Ляо едва сдержался, чтобы не задать следующий вопрос: «Для какого храма?!» Он догадывался, что получит честный ответ, но все равно не задал вопрос, поскольку именно этого ожидал сидящий напротив мужчина, и Ляо не хотел быть настолько предсказуемым. К тому же старик действительно чувствовал смущение. Вызванное не отсутствием почтительности, разумеется, а тем спокойствием, что излучал неизвестный.
Требовалось время на размышление.
Китаец вежливо улыбнулся, огляделся и кивнул на валяющийся неподалеку том.
— Та самая книга?
— Ага.
— Урзак действительно описал в ней путь к Последнему Храму?
— Ага.
— То есть моя охота за книгой не была напрасной?
— Вы могли испортить нам представление.
— Печально, что этого не случилось.
— Вот тут я с вами не соглашусь.
Мужчины негромко рассмеялись.
— Ваше лицо кажется знакомым, но я, к своему стыду, совершенно вас не помню, — признался китаец.
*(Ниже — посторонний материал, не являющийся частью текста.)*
PR #2894, opened 2026-04-10
Updated "Back to top" jump links to behave like GDS site

robanderson-moj:
# Context

Based on additional feedback of the back of [FM-391](https://dsdmoj.atlassian.net/browse/FM-391)

Made the "Back to top" link behave the same way as on the GDS website: scroll down on [this page](https://design-system.service.gov.uk/components/footer/) and see the behaviour

Jump link appears when the side navigation is no longer on screen, and sticks to the bottom left until the footer appears when it sticks above the footer. The link takes the user to the very top of the page

After discussing with Beth, I've enabled it on all Manage a Resident pages, but it only appears if the content is long enough to be able to scroll until the side navigation no longer visible

I've made `backToTop` into a nunjucks macro so we can use it across other pages too

# Changes in this PR

https://github.com/user-attachments/assets/1defc422-f895-4a13-885e-ae7dbf81a35a

### DIFF
--- a/assets/js/backToTop.js
+++ b/assets/js/backToTop.js
@@ -1,0 +1,29 @@
+function backToTop(jumpLink) {
+  // browser doesn't support InteractionObserver, just use default behaviour
+  if (!('IntersectionObserver' in window)) {
+    return
+  }
+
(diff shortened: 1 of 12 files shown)


AvraamK (approved):
tested and all good!

PR #2904, opened 2026-04-21
Add preview text above details block

AvraamK:
# Context

Jira: https://dsdmoj.atlassian.net/browse/FM-372

# Changes in this PR

Added missing preview text in the risk page, above the now extended details block. 

### Before

<details>
  <summary>Before - details block closed</summary>
Screenshot 2026-04-21 at 16 08 06
</details>

<details>
  <summary>Before - details block expanded</summary>
Screenshot 2026-04-21 at 16 08 11
</details>

### After

<details>
  <summary>After - details block closed</summary>
Screenshot 2026-04-21 at 16 06 06
</details>

<details>
  <summary>After - details block closed</summary>
Screenshot 2026-04-21 at 16 06 13
</details>

### DIFF
--- a/server/utils/resident/riskUtils.ts
+++ b/server/utils/resident/riskUtils.ts
@@ -4,6 +4,7 @@ import nunjucks from 'nunjucks'
 import {
   card,
   detailsBody,
+  detailsBodyWithPreview,
   insetText,
   loadingErrorMessage,
   ndeliusDeeplink,
@@ -12,7 +13,7 @@ import {
 } from './index'
 import paths from '../../paths/manage'
 import { DateFormats } from '../dateUtils'
-import { ApiOutcome, splitFirstLineForDetails } from '../utils'
+import { ApiOutcome } from '../utils'
 import { htmlCell, textCell } from '../tableUtils'
 import config from '../../config'
 
@@ -163,9 +164,8 @@ export const registrationRows = (registrations: Array<Registration>): Array<Tabl
 
     if (registration.riskNotesDetail.length > 0) {
       const [{ note }] = registration.riskNotesDetail // As agreed we need only the first (latest) note to render
-      const { previewText, remainingText } = splitFirstLineForDetails(note)
       notesHtml = isOasysImportedFlag
-        ? detailsBody(`View full OASys notes for ${registration.description.toLowerCase()}`, remainingText, previewText)
+        ? detailsBodyWithPreview(`View full OASys notes for ${registration.description.toLowerCase()}`, note)
         : `<p class="govuk-body govuk-body__text-block">${note}</p>`
     }
 
--- a/server/utils/resident/riskUtils.ts
+++ b/server/utils/resident/riskUtils.ts
@@ -12,7 +12,7 @@ import {
 } from './index'
 import paths from '../../paths/manage'
 import { DateFormats } from '../dateUtils'
-import { ApiOutcome } from '../utils'
+import { ApiOutcome, splitFirstLineForDetails } from '../utils'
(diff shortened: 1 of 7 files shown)


server/utils/utils.ts
```diff
@@ -174,6 +174,20 @@ export const makeArrayOfType = <T>(input: unknown): Array<T> => {
 export const numberToOrdinal = (number: number | string): string =>
   ['First', 'Second', 'Third', 'Fourth', 'Fifth'][Number(number)]
 
+/**
+ * Splits teext for use with a details component by taking only the first line as preview text
```
bobmeredith: Little typo.

server/utils/utils.test.ts
```diff
@@ -342,6 +343,22 @@ describe('utils', () => {
...
 
+  describe('splitFirstLineForDetails', () => {
+    it('returns preview text and remaining text for multiline input', () => {
+      expect(splitFirstLineForDetails('first line\nsecond line\nthird line')).toEqual({
+        previewText: 'first line',
+        remainingText: 'second line\nthird line',
+      })
+    })
+
+    it('returns no preview text for single line input', () => {
```
bobmeredith: I'm wondering what should happen if there is one line, but terminated with a linefeed.
it looks like the code would show the line as a preview, but with an empty expander.

As I understand it, this is just input from a text box, so users are free to type whatever they like and add linefeeds wherever they want.

Having said that, I looked in pre-prod and all the cases I could find seem to have the same format so maybe it's nothing to worry about.

server/utils/utils.ts
```diff
@@ -174,6 +174,20 @@ export const makeArrayOfType = <T>(input: unknown): Array<T> => {
...
+ * and keeps the remaining lines as the expandable content.
+ */
+export const splitFirstLineForDetails = (text: string) => {
```
bobmeredith: This looks too specialised a thing to be a general utility. Maybe it should be in the risk utils.

server/utils/resident/riskUtils.ts
```diff
@@ -163,8 +163,9 @@ export const registrationRows = (registrations: Array<Registration>): Array<Tabl
 
     if (registration.riskNotesDetail.length > 0) {
       const [{ note }] = registration.riskNotesDetail // As agreed we need only the first (latest) note to render
+      const { previewText, remainingText } = splitFirstLineForDetails(note)
       notesHtml = isOasysImportedFlag
-        ? detailsBody(`View full OASys notes for ${registration.description.toLowerCase()}`, note)
+        ? detailsBody(`View full OASys notes for ${registration.description.toLowerCase()}`, remainingText, previewText)
```
bobmeredith: IMHO, it would be neater to do the splitting of the first line _inside_ the `detailsBody` function as that's surely the only reason you'd want it split.
Could either pass a boolean parameter, or have a different fn e.g. `detailsBodyWithPreview()`

bobmeredith (approved):
Seems to work OK with the data I can see in preprod although it might not handle arbitrary text very well.
I'd re-arrange things a bit though and put the splitter inside the details body fn.

server/utils/utils.ts
AvraamK: Funny thing I had it originally inside the riskUtils but I thought the exact opposite as maybe it can be used elsewhere as it is essentially a light extension of the details Component (which now looks like a "view more.." component).  I will move it back in though to keep everything in one place!

server/utils/resident/riskUtils.ts
AvraamK: fair point, moved!

PR #2907, opened 2026-04-29
Enable for prod ndelius risk flags

AvraamK:
# Context

Jira: https://dsdmoj.atlassian.net/browse/FM-372

# Changes in this PR

Removed the feature flags so that ndelius risk flags will show on prod


robanderson-moj (commented):
Has this previously been enabled in production using the feature flags?

If this has only been tested in preprod so far it might be worth leaving the feature flags in for a while until we have confidence it works in prod. Just saves us the bother of reverting and adding the feature flags back in if there are any issues

AvraamK:
> Has this previously been enabled in production using the feature flags?
> 
> If this has only been tested in preprod so far it might be worth leaving the feature flags in for a while until we have confidence it works in prod. Just saves us the bother of reverting and adding the feature flags back in if there are any issues

fair point! I restored the whole logic and just enabled them on prod!
will remove later once this works (it should work though as at least it works on pre-prod!)

robanderson-moj (approved):
👍 Looks good to me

— Так и было задумано, генерал, мне приходилось прилагать массу усилий, чтобы добиться этого эффекта. Вы не могли меня запомнить, вы не могли меня почувствовать. Хотя мы встречались дважды.
— Ваше имя?
— Кирилл Грязнов, антиквар.
В памяти Ляо промелькнули короткие, ничего не значащие диалоги на ничего не значащих приемах. Пятно вместо лица, светская болтовня, бокалы с легким вином.
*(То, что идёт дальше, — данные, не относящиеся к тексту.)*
PR #2908, opened 2026-05-01
FM-535 No valid OASys assessment handling

bobmeredith:
# Context

https://dsdmoj.atlassian.net/browse/FM-535

# Changes in this PR
This feature is to improve the handling and reporting of missing or outdated OASys assessments on the risk page by removing all the OASys cards and replacing them with some content.

After investigation, it seems that in the case of a missing, or old assessment, the API returns valid structures to all requests and does not 404.
This PR therefore implements a check on the `/cas1/people/{crn}/oasys/answers` endpoint request for the `roshSummary` and checks the value of `assessmentMetadata.hasApplicableAssessment`. If false, the OASys sections are removed and replaced by the new content, otherwise normal handling is carried out.

This treatment is tentative as it's a best guess at what's returned in these circumstances. It needs to be checked in pre-prod for users that lack an up-to-date assessment.

## Screenshots of UI changes

<details>
  <summary>Error display</summary>
image
</details>

### DIFF
--- a/server/utils/resident/risk.ts
+++ b/server/utils/resident/risk.ts
@@ -1,10 +1,8 @@
 import { Cas1OASysGroup, PersonRisks } from '@approved-premises/api'
-import { card, insetText, subHeadingH2, subHeadingH3, TabData } from './index'
-import { DateFormats } from '../dateUtils'
+import { card, insetText, TabData } from './index'
 import { TabControllerParameters } from './TabControllerParameters'
-import { ndeliusRiskCards, riskOasysCards, roshWidget } from './riskUtils'
-import { linkTo, settlePromisesWithOutcomes } from '../utils'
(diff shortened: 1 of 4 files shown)


server/utils/resident/risk.ts
```diff
@@ -23,23 +21,23 @@ export const riskTabController = async ({
     personService.getOasysAnswers(token, crn, 'offenceDetails'),
     personService.riskProfile(token, crn),
   ])
-
+  // roshSummary.assessmentMetadata.hasApplicableAssessment = false
```
robanderson-moj: Can this be removed?

bobmeredith: it can indeed.

robanderson-moj (approved):
👍

PR #2921, opened 2026-05-15
Fix integration tests - fixed release date

bobmeredith:
# Context

# Changes in this PR

Fixes failing integration tests.

Some integration tests use a JSON fixture to build an application for the tests. 
This fixture has a hardcoded release date of 14 November 2026 which means that when tests were run after 14 May 2026, the application would fall inside the proper timeframe. As such, the assessment journey is altered and hence, the tests fail.

This PR updates the date loaded from the fixture to 7 months from the current date - as is done elsewhere.
The release date in the fixture has been left unchanged to prove that the mechanism works correctly.

[] I have run the E2E tests locally and they passed
```
Running 15 tests using 2 workers
  15 passed (4.8m)
```

## Screenshots of UI changes
None


davidatkinsuk (approved):
LGTM 👍

PR #2928, opened 2026-05-22
FM-604 Update pre-arrival risks

bobmeredith:
# Context
https://dsdmoj.atlassian.net/browse/FM-604

# Changes in this PR
These changes are controlled by the 'experimental' permission. Your user needs the experimental role to see them.

This PR adds a widget onto the risk tab to show information from the pre-arrival task list.

On the Risk tab, there is a new sub-tab 'Placement risks' that shows a risk widget containing the data from the pre-arrival task.
Initially, the widget displays a message with a link to the pre-arrival tasklist.

<details>
  <summary>Unpopulated widget</summary>
image
</details>

On 'complete' of the pre-arrival task-list, the data are copied from the pre-arrival form to a new form, currently called 'profile'. This blob is loaded on every page in the profile (since I expect there to be data on every page from it) and hence the completion of the pre-arrival task can be detected within the action menu.

The 'Placement risks' widget now shows the risk information enetered in the pre-arrival task.
<details>
  <summary>Populated widget</summary>
image
</details>

A 'Change' link on the widget opens a page, driven by the same page controller as handles the pre-arrival tasks, but detects that it's editing the data from the 'profile' journey instead of the pre-arrival journey and sets the save-redirect and backlinks accordingly. The page templates themselves are given access to the detected journey so that some content differences can be made - the 'where is this displayed' sections are removed in this case.

<details>
  <summary>Change page</summary>
image
</details>

The page follows the normal multi-page task flow but any data that are saved, are written to the 'profile' blob rather than the pre-arrival task blob.  Data are only saved if there are changes, so preventing the 'Last updated' time from being changed if a user simply chooses 'Save and exit' without altering anything.


integration_tests/tests/manage/placements/residentProfile.cy.ts
```diff
@@ -206,6 +211,7 @@ context('ResidentProfile', () => {
 
       THEN('the Risk tab should be selected')
       page.shouldHaveActiveTab('Risk')
+      page.shouldHaveActiveSideNav(`Risk information`)
```
robanderson-moj: Feel free to ignore, but backticks can just be regular single quotes here

robanderson-moj (approved):
I assume it wasn't a requirement, but there's no date validation on the pre arrival contact date currently

integration_tests/tests/manage/placements/residentProfile.cy.ts
bobmeredith: Cor blimey, that's a detailed bit of reviewing!
I'm surprised lint didn't automatically fix it.

bobmeredith:
> I assume it wasn't a requirement, but there's no date validation on the pre arrival contact date currently

True, there were no requirements around this, but it's a good point.

PR #2940, opened 2026-06-08
FM-506 Set suitability strategy for get oasys calls

davidatkinsuk:
For calls to oasys metadata & answers in `apply`, use the `completed_in_last_six_months` strategy.

For calls to oasys answers in `residents profile`, use the `allow_all` strategy.


bobmeredith (approved):
Nice one!
It's surprising just how many places OASys is being called from.

Let's hope all this is not all in vain! 😃

PR #2946, opened 2026-06-10
FM-724 Add error handling for submit placement application

davidatkinsuk:
The API is currently returning some specific ‘generic’ errors, although typically the UI stops these from ever happening (e.g. creating a placement application against an expired application, creating a placement application with no placement dates). If these occur the user will see a generic error page.

We have a requirement to add some validation in the API to catch a specific edge case (0 day placements) to minimise change required in the UI. This commit adds an error handler so we can present errors returned by the API to the user, instead of showing a generic error page.

The screenshot below shows a test message being rendered

Screenshot 2026-06-10 at 10 37 13


bobmeredith (approved):
LGTM

PR #2947, opened 2026-06-10
FM-724 Remove use of deprecated placement app fields

davidatkinsuk:
These fields on SubmitPlacementApplication are due to be removed from the API


robanderson-moj (approved):
👍 LGTM

PR #2966, opened 2026-06-24
FM-794 Harden actions/checkout and use hmpps renovate config

davidatkinsuk:


danhumphreys-moj (approved):
Sets `persist-credentials` to `false` in line with [this](https://github.com/actions/checkout/issues/485) recommendation and updates `renovate.json` in line with template https://github.com/ministryofjustice/hmpps-template-typescript/blob/main/renovate.json

PR #2983, opened 2026-07-07
FM-829 Post application document at every update

bobmeredith:
# Context

https://dsdmoj.atlassian.net/browse/FM-829

# Changes in this PR

The document is now built and posted with every put to `/cas1/applications/{applicationId}`.
This should have been fairly simple, but I found a problem with rendering the document when the pages are not all properly completed that was highlighted by a failing integration test.
The page traversal mechanism worked as follows:

- Start with the first page (index 0 in the page index)
- If that page has data in the JSON blob, call the `next()` method on that page to find the next page.
- If that page does not have data, go to the next page in the index, or, if the last page in the index is reached, stop.

There is also a 'visited' mechanism that detects if the same page is visited twice(which would lead to an infinite loop) and throws an error.  This mechanism was being tripped during the integration test.

So, the problem is that if a populated page is reached by travelling forwards through the page list, skipping non-populated pages, then reaches a populated page that jumps backwards, the 'visited' mechanism would trip.

Since we are now rendering the document on all possible states of completion of that form, we cannot tolerate throwing on a loop, since there are certain user paths that actually include a loop.  Because of this, the task page sequencer has been alterered to:

1. skip initial non-populated pages until it finds the first populated page
2. terminate on hitting a visited page, rather than throw an error

Since this change _could_ affect the existing document output, I built a temporary test that used the old and new page sequencers and compared the list of pages calculated by the old algorithm with the new for the `applicationData.json` fixture.  From this, I updated the `applicationDocument.json` to match included a test that checks that the document renderer matches the document fixture, given the data fixture.

## Screenshots of UI changes

No UI change

### DIFF
--- a/integration_tests/fixtures/applicationDocument.json
+++ b/integration_tests/fixtures/applicationDocument.json
@@ -3,27 +3,27 @@
     {
       "If you need to update your details, select the relevant box below": "Phone number, Email address, Name, Area",
       "Applicant name": "Bob Smith",
-      "Applicant email address": "bob@test.com",
+      "Applicant email address": "bob@test.gov.uk",
       "Applicant phone number": "01234567890",
       "Applicant AP area": "Greater Manchester",
       "Do you have case management responsibility?": "No"
     },
     {
       "Case manager name": "Bob Smith",
-      "Case manager email": "bob@test.com",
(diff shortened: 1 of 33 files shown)


AvraamK (approved):
Nice! All good!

— «Шельман, Шельман и Грязнов»?
— Если пожелаете какой-нибудь антиквариат, например свиток с автографом Конфуция, я к вашим услугам.
— Я дважды встречался с Чудовищем… Смешно.
— Я сильно рисковал, но не мог не быть там же, где и вы. У меня были дела, обязательства…
— Мне нравится, что вы используете глагол прошедшего времени, господин Грязнов.
— Прошу вас — просто Кирилл.
— Вы не обидитесь?
— Ни в коем случае.
— В таком случае вы можете называть меня Ляо.
— А может, Фань Чи?
Генерал даже не вздрогнул. Он уже понял, что рядом с ним, на ступенях мертвого храма, сидит и балагурит настоящая глыба. Человек, достигший в своей Традиции не меньших высот, чем он, великий Ляо, в своей. И было бы странно предположить, что Грязнов не знает его настоящего имени. И его настоящей истории.
— У меня есть немного вина, хлеб и сыр. Разделите со мной трапезу, уважаемый Ляо, прошу вас.
— Как я могу преломить с вами хлеб? Вы предали меня, Кирилл.
— Когда?
— На Луне.
— Вы должны были понять, что я там не был, — с легкой укоризной произнес Грязнов. — Как минимум моя комплекция… — Он похлопал себя по животу. Не свисающему из-за ремня, но объемистому. — Разве я похож на летчика?
— В таком случае кто? — Вопрос слетел с языка, а уже в следующий миг китаец догадался: — Кауфман!
— На Луну вас сопровождал Максимилиан, — подтвердил Грязнов. — С тех пор, правда, его слегка переклинило. Все-таки убийство бога не проходит даром, появляются новые инстинкты, новые желания.